> Items from a dataset
━━━━━━━━━━━━━━━━━━━━

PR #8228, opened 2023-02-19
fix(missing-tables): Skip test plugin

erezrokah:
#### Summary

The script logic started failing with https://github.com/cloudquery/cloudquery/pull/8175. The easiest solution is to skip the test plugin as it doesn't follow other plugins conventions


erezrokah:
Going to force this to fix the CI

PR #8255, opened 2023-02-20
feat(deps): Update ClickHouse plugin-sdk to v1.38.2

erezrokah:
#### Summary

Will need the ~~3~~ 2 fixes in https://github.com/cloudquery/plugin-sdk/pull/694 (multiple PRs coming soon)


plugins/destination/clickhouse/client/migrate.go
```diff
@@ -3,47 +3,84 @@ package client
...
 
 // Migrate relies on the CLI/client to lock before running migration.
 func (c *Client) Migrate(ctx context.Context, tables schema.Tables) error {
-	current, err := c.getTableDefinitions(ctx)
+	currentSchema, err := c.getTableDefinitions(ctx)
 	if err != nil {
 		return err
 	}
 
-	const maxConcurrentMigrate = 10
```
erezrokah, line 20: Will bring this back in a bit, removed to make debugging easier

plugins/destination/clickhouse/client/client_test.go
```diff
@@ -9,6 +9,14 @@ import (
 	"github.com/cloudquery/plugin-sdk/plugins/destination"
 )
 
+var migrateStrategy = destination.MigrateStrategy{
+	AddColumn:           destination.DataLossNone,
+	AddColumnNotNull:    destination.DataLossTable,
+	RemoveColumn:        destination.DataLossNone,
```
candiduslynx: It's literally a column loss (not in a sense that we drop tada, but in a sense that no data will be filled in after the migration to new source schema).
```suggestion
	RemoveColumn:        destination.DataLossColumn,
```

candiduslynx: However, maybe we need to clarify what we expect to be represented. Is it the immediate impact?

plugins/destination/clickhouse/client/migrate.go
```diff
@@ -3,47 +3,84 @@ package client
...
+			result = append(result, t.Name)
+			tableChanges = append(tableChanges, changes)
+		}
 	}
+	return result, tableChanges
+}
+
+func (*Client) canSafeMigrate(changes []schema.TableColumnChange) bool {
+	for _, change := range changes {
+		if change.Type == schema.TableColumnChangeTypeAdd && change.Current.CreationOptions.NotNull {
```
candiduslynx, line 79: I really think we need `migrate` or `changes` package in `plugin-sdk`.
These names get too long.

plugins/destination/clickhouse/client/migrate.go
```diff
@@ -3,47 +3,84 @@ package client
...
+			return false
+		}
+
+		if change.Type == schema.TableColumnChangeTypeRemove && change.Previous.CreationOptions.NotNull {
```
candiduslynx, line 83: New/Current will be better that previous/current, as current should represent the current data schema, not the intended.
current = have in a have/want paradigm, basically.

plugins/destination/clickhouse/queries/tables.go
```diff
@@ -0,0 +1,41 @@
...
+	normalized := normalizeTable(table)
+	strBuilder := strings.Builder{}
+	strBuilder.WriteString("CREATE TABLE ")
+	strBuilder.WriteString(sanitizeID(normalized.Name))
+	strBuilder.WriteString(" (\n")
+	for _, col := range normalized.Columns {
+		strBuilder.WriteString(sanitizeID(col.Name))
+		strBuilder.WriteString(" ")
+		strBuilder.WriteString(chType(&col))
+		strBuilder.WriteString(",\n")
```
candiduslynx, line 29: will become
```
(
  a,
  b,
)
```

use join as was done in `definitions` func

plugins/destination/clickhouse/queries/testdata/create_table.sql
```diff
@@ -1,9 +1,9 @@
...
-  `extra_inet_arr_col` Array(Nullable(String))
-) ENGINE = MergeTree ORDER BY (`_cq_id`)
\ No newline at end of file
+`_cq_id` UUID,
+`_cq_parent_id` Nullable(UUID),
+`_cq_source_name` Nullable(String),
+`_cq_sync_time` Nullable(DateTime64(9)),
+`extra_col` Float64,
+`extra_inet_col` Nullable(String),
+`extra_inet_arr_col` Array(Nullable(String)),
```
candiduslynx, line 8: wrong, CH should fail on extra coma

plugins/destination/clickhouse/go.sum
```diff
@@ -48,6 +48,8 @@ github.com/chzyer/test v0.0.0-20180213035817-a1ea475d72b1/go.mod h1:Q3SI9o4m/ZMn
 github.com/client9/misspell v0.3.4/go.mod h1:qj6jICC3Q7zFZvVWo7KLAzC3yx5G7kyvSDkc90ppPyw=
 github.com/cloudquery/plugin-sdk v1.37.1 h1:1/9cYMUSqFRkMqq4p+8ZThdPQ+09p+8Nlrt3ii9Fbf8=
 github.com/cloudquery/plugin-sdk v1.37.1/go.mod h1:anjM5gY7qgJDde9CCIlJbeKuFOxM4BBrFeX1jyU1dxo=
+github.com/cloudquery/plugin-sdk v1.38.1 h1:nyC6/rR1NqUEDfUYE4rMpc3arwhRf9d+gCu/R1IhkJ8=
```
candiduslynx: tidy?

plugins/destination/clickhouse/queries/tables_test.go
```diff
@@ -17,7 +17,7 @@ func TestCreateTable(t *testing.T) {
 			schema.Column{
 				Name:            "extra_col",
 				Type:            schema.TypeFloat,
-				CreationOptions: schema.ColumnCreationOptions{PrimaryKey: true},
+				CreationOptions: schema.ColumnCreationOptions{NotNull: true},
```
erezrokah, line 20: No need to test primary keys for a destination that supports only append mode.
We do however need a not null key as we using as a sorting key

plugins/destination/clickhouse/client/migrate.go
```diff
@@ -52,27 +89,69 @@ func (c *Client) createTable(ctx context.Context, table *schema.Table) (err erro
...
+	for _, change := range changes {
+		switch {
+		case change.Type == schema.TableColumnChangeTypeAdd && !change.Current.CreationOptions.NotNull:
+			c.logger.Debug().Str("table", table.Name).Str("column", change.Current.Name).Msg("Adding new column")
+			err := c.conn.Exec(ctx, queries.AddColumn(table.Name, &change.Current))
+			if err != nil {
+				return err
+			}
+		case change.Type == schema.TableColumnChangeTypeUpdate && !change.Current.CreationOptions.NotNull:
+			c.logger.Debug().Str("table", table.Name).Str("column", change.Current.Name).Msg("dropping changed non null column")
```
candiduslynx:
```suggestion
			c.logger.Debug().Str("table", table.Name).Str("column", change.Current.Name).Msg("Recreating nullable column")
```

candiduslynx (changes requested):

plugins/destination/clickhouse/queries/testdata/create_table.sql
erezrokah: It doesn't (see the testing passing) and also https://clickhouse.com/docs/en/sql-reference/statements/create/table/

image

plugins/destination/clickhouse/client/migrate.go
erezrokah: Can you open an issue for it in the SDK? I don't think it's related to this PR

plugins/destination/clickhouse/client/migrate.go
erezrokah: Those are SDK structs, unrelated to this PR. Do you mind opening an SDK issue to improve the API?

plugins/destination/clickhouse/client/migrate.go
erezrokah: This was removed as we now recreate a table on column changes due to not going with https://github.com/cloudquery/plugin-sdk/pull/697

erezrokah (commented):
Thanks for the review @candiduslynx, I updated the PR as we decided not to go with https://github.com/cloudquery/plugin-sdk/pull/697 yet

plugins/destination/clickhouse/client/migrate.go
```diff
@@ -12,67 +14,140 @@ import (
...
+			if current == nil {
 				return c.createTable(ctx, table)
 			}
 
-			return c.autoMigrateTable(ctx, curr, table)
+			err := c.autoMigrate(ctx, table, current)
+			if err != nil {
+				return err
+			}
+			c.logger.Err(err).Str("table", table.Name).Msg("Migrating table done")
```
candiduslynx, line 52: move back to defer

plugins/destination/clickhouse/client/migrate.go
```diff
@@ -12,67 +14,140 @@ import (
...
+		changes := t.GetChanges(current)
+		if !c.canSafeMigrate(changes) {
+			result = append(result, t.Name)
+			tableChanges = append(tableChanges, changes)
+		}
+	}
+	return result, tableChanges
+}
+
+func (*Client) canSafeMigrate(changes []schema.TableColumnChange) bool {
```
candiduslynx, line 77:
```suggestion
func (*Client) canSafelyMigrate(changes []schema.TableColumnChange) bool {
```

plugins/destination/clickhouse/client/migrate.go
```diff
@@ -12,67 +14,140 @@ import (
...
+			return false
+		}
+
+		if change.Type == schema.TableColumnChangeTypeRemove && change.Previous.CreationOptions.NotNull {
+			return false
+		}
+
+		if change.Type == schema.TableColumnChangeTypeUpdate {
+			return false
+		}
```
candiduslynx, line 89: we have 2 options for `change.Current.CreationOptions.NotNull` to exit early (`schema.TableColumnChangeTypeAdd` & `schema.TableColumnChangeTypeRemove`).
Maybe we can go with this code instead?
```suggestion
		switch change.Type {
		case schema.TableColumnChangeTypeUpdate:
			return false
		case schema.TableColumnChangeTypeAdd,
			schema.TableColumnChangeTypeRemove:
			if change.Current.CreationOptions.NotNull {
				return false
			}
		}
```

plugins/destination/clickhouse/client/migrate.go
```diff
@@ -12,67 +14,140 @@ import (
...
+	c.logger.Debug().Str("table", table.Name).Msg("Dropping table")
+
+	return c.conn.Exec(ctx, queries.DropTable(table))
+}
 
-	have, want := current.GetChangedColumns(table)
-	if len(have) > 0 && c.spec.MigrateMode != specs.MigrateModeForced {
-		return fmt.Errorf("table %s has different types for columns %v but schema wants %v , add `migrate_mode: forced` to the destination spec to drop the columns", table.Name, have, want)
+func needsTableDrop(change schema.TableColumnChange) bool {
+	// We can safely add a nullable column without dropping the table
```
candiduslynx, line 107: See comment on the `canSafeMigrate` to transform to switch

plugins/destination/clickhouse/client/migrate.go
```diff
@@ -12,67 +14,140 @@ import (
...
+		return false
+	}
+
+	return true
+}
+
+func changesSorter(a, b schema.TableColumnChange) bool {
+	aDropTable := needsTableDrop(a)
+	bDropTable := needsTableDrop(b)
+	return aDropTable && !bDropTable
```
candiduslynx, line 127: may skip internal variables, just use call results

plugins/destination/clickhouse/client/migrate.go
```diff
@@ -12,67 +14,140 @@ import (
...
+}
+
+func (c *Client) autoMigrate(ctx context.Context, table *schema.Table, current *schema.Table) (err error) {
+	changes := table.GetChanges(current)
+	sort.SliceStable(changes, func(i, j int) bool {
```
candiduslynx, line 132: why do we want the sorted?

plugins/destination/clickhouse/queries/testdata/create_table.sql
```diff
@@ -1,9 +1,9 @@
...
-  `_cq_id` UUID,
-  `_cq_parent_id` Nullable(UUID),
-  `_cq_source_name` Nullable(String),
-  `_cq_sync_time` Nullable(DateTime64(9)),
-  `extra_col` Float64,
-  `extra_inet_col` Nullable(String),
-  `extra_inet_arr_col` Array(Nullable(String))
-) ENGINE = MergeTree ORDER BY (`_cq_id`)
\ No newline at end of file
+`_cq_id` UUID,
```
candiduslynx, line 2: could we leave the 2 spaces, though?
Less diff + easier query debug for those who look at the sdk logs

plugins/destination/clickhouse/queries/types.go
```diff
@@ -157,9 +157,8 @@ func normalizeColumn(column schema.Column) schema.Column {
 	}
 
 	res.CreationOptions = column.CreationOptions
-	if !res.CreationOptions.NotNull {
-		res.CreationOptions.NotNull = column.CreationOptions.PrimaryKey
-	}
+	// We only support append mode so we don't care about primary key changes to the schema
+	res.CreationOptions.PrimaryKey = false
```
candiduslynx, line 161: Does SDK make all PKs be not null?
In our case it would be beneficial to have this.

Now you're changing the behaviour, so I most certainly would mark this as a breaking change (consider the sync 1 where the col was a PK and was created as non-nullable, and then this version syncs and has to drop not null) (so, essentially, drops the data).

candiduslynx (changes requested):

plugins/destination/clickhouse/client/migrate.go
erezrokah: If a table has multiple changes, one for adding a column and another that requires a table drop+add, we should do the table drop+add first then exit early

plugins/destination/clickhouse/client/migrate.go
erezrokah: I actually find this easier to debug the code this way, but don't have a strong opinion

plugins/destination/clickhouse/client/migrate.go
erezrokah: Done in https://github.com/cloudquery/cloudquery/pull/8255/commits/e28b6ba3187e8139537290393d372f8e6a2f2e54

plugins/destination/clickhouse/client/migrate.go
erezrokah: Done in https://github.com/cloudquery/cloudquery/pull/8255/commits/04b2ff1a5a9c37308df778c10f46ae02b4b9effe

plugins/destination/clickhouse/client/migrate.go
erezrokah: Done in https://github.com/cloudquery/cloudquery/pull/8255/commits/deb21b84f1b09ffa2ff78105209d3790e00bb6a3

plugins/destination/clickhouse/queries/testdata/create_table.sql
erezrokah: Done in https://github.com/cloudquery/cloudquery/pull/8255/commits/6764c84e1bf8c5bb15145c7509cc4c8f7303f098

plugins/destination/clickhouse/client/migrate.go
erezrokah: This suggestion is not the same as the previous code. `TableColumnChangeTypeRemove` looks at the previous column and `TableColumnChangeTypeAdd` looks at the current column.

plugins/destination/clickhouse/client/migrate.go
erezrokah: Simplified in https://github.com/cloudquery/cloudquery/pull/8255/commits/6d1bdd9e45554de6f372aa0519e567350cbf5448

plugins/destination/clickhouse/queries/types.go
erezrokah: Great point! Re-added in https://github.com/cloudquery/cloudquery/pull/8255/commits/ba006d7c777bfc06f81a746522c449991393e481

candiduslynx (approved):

━━━━━━━━━━━━━━━━━━━━

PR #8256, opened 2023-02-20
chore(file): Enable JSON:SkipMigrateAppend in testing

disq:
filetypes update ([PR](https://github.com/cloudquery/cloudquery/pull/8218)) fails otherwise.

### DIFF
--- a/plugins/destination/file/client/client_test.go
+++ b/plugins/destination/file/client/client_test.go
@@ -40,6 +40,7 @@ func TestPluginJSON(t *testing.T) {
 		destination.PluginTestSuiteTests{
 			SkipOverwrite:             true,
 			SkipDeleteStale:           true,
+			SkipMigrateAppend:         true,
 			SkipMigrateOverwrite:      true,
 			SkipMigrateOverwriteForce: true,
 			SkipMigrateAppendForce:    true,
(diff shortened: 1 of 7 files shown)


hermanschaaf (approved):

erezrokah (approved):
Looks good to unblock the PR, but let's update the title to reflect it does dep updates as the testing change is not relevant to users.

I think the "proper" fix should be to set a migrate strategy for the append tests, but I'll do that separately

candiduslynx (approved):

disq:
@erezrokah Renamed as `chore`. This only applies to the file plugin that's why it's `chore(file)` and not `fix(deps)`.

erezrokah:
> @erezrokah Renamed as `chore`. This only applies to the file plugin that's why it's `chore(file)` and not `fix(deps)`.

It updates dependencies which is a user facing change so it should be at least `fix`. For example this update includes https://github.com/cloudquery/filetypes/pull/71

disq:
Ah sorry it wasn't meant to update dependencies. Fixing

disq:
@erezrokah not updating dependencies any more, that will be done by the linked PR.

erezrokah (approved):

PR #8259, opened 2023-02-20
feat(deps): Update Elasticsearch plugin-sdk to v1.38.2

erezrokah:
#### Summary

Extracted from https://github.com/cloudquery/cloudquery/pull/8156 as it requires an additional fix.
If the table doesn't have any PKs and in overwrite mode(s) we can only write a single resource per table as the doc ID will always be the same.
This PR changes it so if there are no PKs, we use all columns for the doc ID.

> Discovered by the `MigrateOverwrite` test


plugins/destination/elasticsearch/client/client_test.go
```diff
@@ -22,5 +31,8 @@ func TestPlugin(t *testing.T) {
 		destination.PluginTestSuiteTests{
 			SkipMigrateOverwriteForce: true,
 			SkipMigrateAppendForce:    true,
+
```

━━━━━━━━━━━━━━━━━━━━

Find the word "filetypes" in the entries above and gather every line that holds it.

> WRITTEN ANSWER
filetypes update ([PR](https://github.com/cloudquery/cloudquery/pull/8218)) fails otherwise.
It updates dependencies which is a user facing change so it should be at least `fix`. For example this update includes https://github.com/cloudquery/filetypes/pull/71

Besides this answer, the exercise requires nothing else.